I'm not physically or mental addicted to any one substance,I pretty much do a little bit of everything. Anything that's even mildly recreational is pretty much good enough for me, basically a mental addiction to being intoxicated if that makes sense. I'm SO tired of being like this, I remeber a few years ago when I was in high school and I could conjure up joy and pleasure from basic everyday activites like most of the world's population does. I long for those days tremendously, but I feel as though I'm well past the point of no return.
The prospect of clean and sober living seems beyond dull to me, feelings of utter joylessness and unsatifaction abound when I picture it. My addict side is a little atypical in that it's not so much I crave a drug, I just get so unsatifyed with being sober I wanna get high, anything to just feel some happiness and enjoy my life. My brain's just hardwired to seek out and ingest intoxicating chemicals. Drugs consume so much of my thoughts that sometimes I wonder if subconsciously my brain's primary goal/instinct in life is to just get high.

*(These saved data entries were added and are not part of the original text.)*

PR #1104, opened 2023-03-16
[ADD] mail_template_default Module allows to set default mail template in composer base on rules

JakubWiselka:
Module that allows you to create rules base on which the specific template will be applied to mail composer.

Rules are executed in a specific order based on the amount of information entered into the rule.
The first rule to meet all the conditions is taken
Mail Template Rules are sorted base on 4 fields in the following hierarchy:
Context Flag -> Company -> Filter -> Sequence

### DIFF
--- a/mail_template_default/__manifest__.py
+++ b/mail_template_default/__manifest__.py
@@ -1,0 +1,16 @@
+# Copyright 2023 Solvti sp. z o.o. (https://solvti.pl)
+
+{
+    "name": "Mail Template Default",
+    "summary": "Create rules to apply default mail template in composer",
+    "version": "15.0.1.0.0",
+    "category": "Social Network",
+    "author": "Solvti, Odoo Community Association (OCA)",
+    "license": "AGPL-3",
+    "depends": ["mail"],
+    "website": "https://github.com/OCA/social",
+    "data": [
+        "security/ir.model.access.csv",
+        "views/mail_template_rule_views.xml",
+    ],
+}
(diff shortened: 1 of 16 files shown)


JakubWiselka:
@KDRdev @MSokol00 @MriV13 @SkiBY Can some of you take a few minutes to test this module and maybe do a CR?

mail_template_default/__manifest__.py
```diff
@@ -0,0 +1,16 @@
+# Copyright 2023 Solvti sp. z o.o. (https://solvti.pl)
+
+{
+    "name": "Mail Template Default",
```
SkiBY, line 4: Probably, the name should be changed, to avoid misunderstanding.
This addon adds the rules, not default template only for a wizard. You can simply add Rules at the end?

mail_template_default/wizard/mail_compose_message.py
```diff
@@ -0,0 +1,85 @@
...
+
+        res = super(MailComposer, self).default_get(fields)
+
+        res_model = self._context.get("active_model") or self._context.get(
+            "default_model"
+        )
+        res_id = self._context.get("active_id") or self._context.get("default_res_id")
+        force_mt = self._context.get("force_mail_template")
+        domain = []
+        if not res_model or not res_id or force_mt is False:
```
SkiBY, line 37: If you want to use is, it better to use None, simple not or check if key is in context. So, some more clear check.

mail_template_default/wizard/mail_compose_message.py
```diff
@@ -0,0 +1,85 @@
...
+            domain += [
+                "|",
+                ("company_id", "=", False),
+                ("company_id", "=", rec.company_id.id),
+            ]
+
+        rule_ids = (
+            self.env["mail.template.rule"]
+            .sudo()
+            .search([("model_id.model", "=", rec._name)] + domain)
```
SkiBY, line 61: you can add domain base to line 36 from the start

On one hand, I really don't want to be like this anymore, I fucking despise it. I'd love to wake up in the morning and be excited about the day ahead of me without drugs being involved in it, just relaxing and enjoying the little things again like I used to. Yet on the other hand, I have zero desire to quit, simply because drugs are the only thing in life I enjoy other than my girlfriend.
I know I'm gonna come across like a pussy for saying this, but I feel like crying right now, just breaking down and balling like a little fucking toddler because I feel so overwhelmingly trapped and hopeless inside, like this will never get better and I'm doomed to miss out of the full wonder and experience of life because I'll be seeing it all through a chemical haze. However, I'll take chemical haze in an instant over dull and joyless. I still see life as a blessing, and I'm just going to have to suck it up and accept this is the way things gotta be.
Thank you so much to anyone who stuck it out through this wall of complaining, it honestly means the world to me and it feels amazing just to vent a little. Any comments are extremly welcome, it'd be nice to talk to some of you guys and hear any experiences or feelings you have similar to or regarding this. Thanks again.

There is a better way, it's just not going to be easy at first.